The study of arithmetical continued fractions has been restricted, for the most part, to the investigation of the properties of regular continued fractions and questions of convergence. An important exception to this statement is a paper of Leighton's in which he introduced the concept of proper continued fractions, and the greater part of this thesis is devoted to further investigations in this field.
Proper continued fractions are not only of interest themselves, but they throw considerable light upon regular continued fractions as well. The partial numerators of regular continued fractions are rather anonymous in character, since they are all equal to unity, and, in the classical presentation of regular continued fractions, it is not always clear just what part the partial numerators play in the investigation.

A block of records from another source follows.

PR #88, opened 2016-09-16
Blob stream implementation.

karthiknadig:
Addresses: https://github.com/Microsoft/RTVS/issues/2191

### DIFF
--- a/src/host.cpp
+++ b/src/host.cpp
@@ -339,7 +339,7 @@ namespace rhost {
             }
 
             blobs::blob::const_iterator begin = it->second.begin() + pos;
-            blobs::blob::const_iterator end = it->second.begin() + pos + count;
+            blobs::blob::const_iterator end = begin + count;
 
             blobs::blob part(begin, end);
             respond_to_message(msg, part);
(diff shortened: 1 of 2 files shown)


src/host.cpp
```diff
@@ -216,43 +227,143 @@ namespace rhost {
...
 
             std::lock_guard<std::mutex> lock(blobs_mutex);
             auto& it = blobs.find(id);
             if (it == blobs.end()) {
-                fatal_error("GetBlob: no blob with ID %llu", id);
+                fatal_error("GetBlobSize: no blob with ID %llu", id);
             }
 
-            respond_to_message(msg, it->second);
+            respond_to_message(msg, static_cast<double>(it->second.size()));
```
int19h: This will be 64-bit. Can you add the double overflow check here also? Might be time to put it into an inline function in util.h, something like `ensure_fits_double`.

src/host.cpp
```diff
@@ -216,43 +227,143 @@ namespace rhost {
...
-                    fatal_error("DestroyBlob: non-numeric blob ID");
-                }
+            auto& it = blobs.find(id);
+            if (it == blobs.end()) {
+                fatal_error("ReadBlob: no blob with ID %llu", id);
+            }
 
-                auto id = static_cast<blobs::blob_id>(val.get<double>());
-                blobs.erase(id);
+            if (((pos != 0) && pos >= static_cast<long long>(it->second.size())) || pos < 0) {
```
int19h: It looks like the `pos != 0` check here is redundant - the only time it'll be in play is when `pos` is 0, and `size()` is also zero, in which case empty blob is the correct response anyway.

int19h: Also, if we raise errors for negative `count`, why not for `pos`?

src/host.cpp
```diff
@@ -216,43 +227,143 @@ namespace rhost {
...
+            
+            // Read at position and count
+            size_t size = pos;
+            size += count;
+            if (count == -1 || size > it->second.size()) {
+                count = it->second.size() - pos;
+            }
+
+            blobs::blob::const_iterator begin = it->second.begin() + pos;
+            blobs::blob::const_iterator end = it->second.begin() + pos + count;
```
int19h: `begin + count`

src/host.cpp
```diff
@@ -216,43 +227,143 @@ namespace rhost {
...
+
+            blobs::blob part(begin, end);
+            respond_to_message(msg, part);
+        }
+
+        void write_blob(const message& msg) {
```
int19h: If I understand correctly, `ReadBlob` permits reads from arbitrary location, but `WriteBlob` doesn't? It feels like these should be consistent between each other (and if both allow offsets, you could expose it as a seekable stream).

src/host.cpp
karthiknadig: sure will do.

src/host.cpp
karthiknadig: I will update in the next iteration.

src/host.cpp
```diff
@@ -354,16 +354,35 @@ namespace rhost {
...
+                size += blob.size();
+                if (it->second.size() < size) {
+                    it->second.resize(size);
+                }
+
+                std::copy(blob.begin(), blob.end(), it->second.begin() + pos);
+            }
+            
             respond_to_message(msg, static_cast<double>(it->second.size()));
+            return;
```
int19h: Nit: redundant.

int19h:
👍

PR #89, opened 2016-09-20
Backport of multi plots support.

huguesv:


MikhailArkhipov:
If code matches what's in 0.6 then we are good. I used diff to make sure changes match.

MikhailArkhipov:
👍

PR #90, opened 2016-09-28
Logging changes

MikhailArkhipov:


src/log.h
```diff
@@ -25,32 +25,39 @@
 
 namespace rhost {
     namespace log {
+        enum class log_verbosity {
```
int19h: It kinda feels like this is the same as `log_level`, just named differently. Do we need these to be separate?

MikhailArkhipov: It is a valid question and usually verbosity matches level (i.e. errors are visible in minimal and so on). However, in our case verbosity more relates to privacy/security. So 'trace' may be OK as 'minimal' but error may not be logged at minimal if it contains PI or secure content. 

We may consider different name or even means to file error message without associated data

int19h: A different name sounds like a good idea then, for both of them - `log_level` should probably become `log_verbosity` to make it clear that it's just about how chatty we are, and `log_verbosity` should be `log_category`, and have specific enum levels for every category that we need to distinguish for security or PII purposes (i.e. no `minimal` or `full`, but more in the vein of `traffic` - e.g. `general_info` for things like version numbers or available memory, `user_input` for things like error messages that include expressions coming form the user, `user_data` for crash dumps etc).

int19h:
👍

src/log.h
MikhailArkhipov: Originally that's exactly what I did in managed, then discovered that LogLevel is already used for different things in host and also .NET Core uses the term for severity level. So I had to come up with something different. Oh well.

```
namespace Microsoft.Extensions.Logging {
    //
    // Summary:
    //     Defines logging severity levels.
    public enum LogLevel

```

PR #91, opened 2016-09-30
Session management and reconnection (R-Host)

int19h:
Add the ability to load R state from Rdata on startup, and save it on graceful shutdown.

Add a protocol message to request shutdown with or without saving state.

Refactor host termination message: now only used on graceful shutdown to indicate whether state was saved or not.

Add the ability to specify idle timeout, and automatically shutdown the process and save state when it's triggered.

Fix race condition between evaluating R code, and R loading the standard library on startup.

Fix logging verbosity not parsed from command line arguments.

### DIFF
--- a/src/host.cpp
+++ b/src/host.cpp
@@ -43,6 +43,16 @@ namespace rhost {
         boost::signals2::signal<void()> callback_started;
         boost::signals2::signal<void()> readconsole_done;
 
+        fs::path rdata;
+        std::atomic<bool> shutdown_requested = false;
+
+        bool is_r_ready = false;
+        std::mutex is_r_ready_lock;
+        std::condition_variable is_r_ready_cond;
+
+        std::mutex idle_timer_lock;
+        std::chrono::steady_clock::time_point idling_since;
+
         DWORD main_thread_id;
         std::atomic<bool> is_waiting_for_wm = false;
         bool allow_callbacks = true, allow_intr_in_CallBack = true;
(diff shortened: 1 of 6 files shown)


int19h:
The most important changes here relate to https://github.com/Microsoft/RTVS/issues/2386, but there's also a number of important fixes for bugs that were surfaced as part of the more basic reconnection scenarios. I would like to see all this code in, so that it does not bitrot in a separate branch. However, the timeout and state saving logic is not actually used by the broker currently.

int19h:
Corresponding RTVS PR: https://github.com/Microsoft/RTVS/pull/2413

int19h:
Ping?

src/host.cpp
```diff
@@ -185,6 +190,98 @@ namespace rhost {
...
+            for (;;) {
+                std::chrono::steady_clock::time_point idling_since;
+                {
+                    std::lock_guard<std::mutex> lock(idle_timer_lock);
+                    idling_since = host::idling_since;
+                }
+
+                auto delta = std::chrono::steady_clock::now() - idling_since;
+                if (delta > idle_timeout) {
+                    request_shutdown(true);
```
MikhailArkhipov: What is the default timeout?

int19h: The default is no timeout at all. This is represented by a 0-second timeout, but the background watcher thread isn't even started in this case:

https://github.com/Microsoft/R-Host/pull/91/files#diff-59b9dbd011d28180f916f3a21d1af75fR1020

MikhailArkhipov: We want to make sure session won't go down if user went home and left VS up and running. In the morning they will expect session to be still around. Although I guess there is a heartbeat between processes?

huguesv:
:+1:

PR #95, opened 2016-10-10
Logging

MikhailArkhipov:
Buildable in Dev15 Preview 5 using Dev14


src/Microsoft.R.Host.vcxproj
```diff
@@ -110,14 +107,12 @@
...
       <AdditionalIncludeDirectories>..\lib\picojson;..\lib\websocketpp</AdditionalIncludeDirectories>
       <RuntimeLibrary>MultiThreadedDebug</RuntimeLibrary>
-      <DisableSpecificWarnings>4200</DisableSpecificWarnings>
     </ClCompile>
     <Link>
       <SubSystem>Console</SubSystem>
       <GenerateDebugInformation>true</GenerateDebugInformation>
       <AdditionalLibraryDirectories>..\lib</AdditionalLibraryDirectories>
-      <AdditionalDependencies>R.lib;kernel32.lib;user32.lib;gdi32.lib;winspool.lib;comdlg32.lib;advapi32.lib;shell32.lib;ole32.lib;oleaut32.lib;uuid.lib;odbc32.lib;odbccp32.lib;Rstrtmgr.lib;%(AdditionalDependencies)</AdditionalDependencies>
-      <StackReserveSize>20971520</StackReserveSize>
```
int19h: If I remember correctly, `StackReserveSize` was necessary for R to function properly with deeply nested call stacks.

src/Microsoft.R.Host.vcxproj
```diff
@@ -110,14 +107,12 @@
       <SDLCheck>false</SDLCheck>
       <AdditionalIncludeDirectories>..\lib\picojson;..\lib\websocketpp</AdditionalIncludeDirectories>
```
int19h: While you're at it, can you remove `websocketpp` from include path?

src/Microsoft.R.Host.vcxproj
```diff
@@ -130,7 +125,6 @@
...
       <RuntimeLibrary>MultiThreadedDebug</RuntimeLibrary>
-      <DisableSpecificWarnings>4200</DisableSpecificWarnings>
```
int19h: This is suppressing a warning for `class message` in `message.h` - probably still necessary.

MikhailArkhipov: it was complaining about char data[] - can it be changed to char* ?

src/Microsoft.R.Host.vcxproj
```diff
@@ -182,15 +175,14 @@
...
       <RuntimeLibrary>MultiThreaded</RuntimeLibrary>
-      <DisableSpecificWarnings>4200</DisableSpecificWarnings>
     </ClCompile>
     <Link>
       <SubSystem>Console</SubSystem>
       <GenerateDebugInformation>true</GenerateDebugInformation>
       <EnableCOMDATFolding>true</EnableCOMDATFolding>
       <OptimizeReferences>true</OptimizeReferences>
       <AdditionalLibraryDirectories>..\lib</AdditionalLibraryDirectories>
-      <AdditionalDependencies>R.lib;Rgraphapp.lib;kernel32.lib;user32.lib;gdi32.lib;winspool.lib;comdlg32.lib;advapi32.lib;shell32.lib;ole32.lib;oleaut32.lib;uuid.lib;odbc32.lib;odbccp32.lib;dbghelp.lib;Rstrtmgr.lib;%(AdditionalDependencies)</AdditionalDependencies>
```
int19h: It seems that we have `Rstrtmgr.lib` in list of libraries for some configurations, but not others - looks strange. I would expect it to either be needed everywhere, or be unused everywhere. What is it for?

MikhailArkhipov: I added it to Debug/Release x64, It doesn't seem we've been maintaining Win32 section. I'll double check. Opening project in Dev15 messed up some things, I had to manually restore.

src/message.h
```diff
@@ -30,7 +30,7 @@ namespace rhost {
 
         struct message_repr {
             boost::endian::little_uint64_buf_t id, request_id;
-            char data[];
```
MikhailArkhipov: OK. I remember the meaning is subtly different. I'll revert.

src/Microsoft.R.Host.vcxproj
int19h: Ah. I guess we could just remove these configurations then. Unless we plan to ever build a 32-bit host?

src/message.h
MikhailArkhipov: Yes, you are right, it does matter in structures

int19h: (The reason for the warning is that this is technically a non-standard C++ extension. However, all C++ compilers support it in practice.)

int19h:
👍

PR #101, opened 2016-11-11
Ensure the png device is closed when the ide device is closed.

huguesv:
Fixes https://github.com/Microsoft/RTVS/issues/2578


int19h:
👍

PR #2086, opened 2025-01-23
fix: application i18n

shaohuzhang1:
fix: application i18n

### DIFF
--- a/apps/common/util/common.py
+++ b/apps/common/util/common.py
@@ -17,7 +17,7 @@ from typing import Dict, List
 
 from django.core.files.uploadedfile import InMemoryUploadedFile
 from django.db.models import QuerySet
-from django.utils.translation import gettext as __
+from django.utils.translation import gettext as _
 from pydub import AudioSegment
 
 from ..exception.app_exception import AppApiException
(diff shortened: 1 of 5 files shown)


apps/common/util/common.py
```diff
@@ -216,9 +216,9 @@ def split_and_transcribe(file_path, model, max_segment_length_ms=59000, audio_fo
 
 def _remove_empty_lines(text):
     if not isinstance(text, str):
-        raise AppApiException(500, __('Text-to-speech node, the text content must be of string type'))
+        raise AppApiException(500, _('Text-to-speech node, the text content must be of string type'))
     if not text:
-        raise AppApiException(500, __('Text-to-speech node, the text content cannot be empty'))
+        raise AppApiException(500, _('Text-to-speech node, the text content cannot be empty'))
     result = '\n'.join(line for line in text.split('\n') if line.strip())
     return markdown_to_plain_text(result)
```
shaohuzhang1, line 224: The provided code snippet looks generally clean and free of obvious errors. However, here's one minor suggestion for clarity:

On lines 86 and 87:
```python
if not text:
```
It would be more idiomatic to use ` if not text.strip()` instead, which would also check for empty strings after stripping leading/trailing whitespace.

This change will make it clear that the function should handle cases where a user might enter extra spaces at the beginning or end without them being recognized as an "empty" value. This is especially important if the subsequent processing depends on whether the input is considered non-empty (e.g., splitting or transcoding).

PR #2089, opened 2025-01-23
fix: Fix autoplay when tts disabled

shaohuzhang1:
fix: Fix autoplay when tts disabled  --bug=1051950 --user=刘瑞斌 【应用】不关闭自动朗读，直接关闭语言合成模型，还是会自动朗读 https://www.tapd.cn/57709429/s/1650240

### DIFF
--- a/ui/src/components/ai-chat/component/operation-button/ChatOperationButton.vue
+++ b/ui/src/components/ai-chat/component/operation-button/ChatOperationButton.vue
@@ -278,7 +278,7 @@ const pausePlayAnswerText = () => {
 
 onMounted(() => {
   // 第一次回答后自动播放， 打开历史记录不自动播放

This is not the case with proper continued fractions, and, as a result of the deeper insight which this fact made possible, it was found that many of the classical theorems about regular continued fractions were concerned with properties which were not essentially characteristic of regular continued fractions. A striking example of this point of view is the generalization of Galois' theorem which is presented in this thesis. The generalized theorem depends only upon the periodic character of the continued fractions with which the theorem is concerned, and the fact that the continued fractions are convergent.
This thesis has been divided into four chapters. The first chapter deals with conditions that a number be equal to an approximant of a proper continued fraction, and considers to what extent these approximants may be regarded as best approximations. In the second chapter a more extensive class of continued fractions, whose elements are complex numbers, is considered, and the results of this investigation are used in the study of periodic proper continued fractions. A new method of determining the elements of a continued fraction, whose approximants are a preassigned sequence of numbers, is given in Chapter III, and the method is used to determine conditions for the periodicity of a proper continued fraction expansion. In the fourth chapter certain known facts concerning the Pell equation are obtained by a method which is new.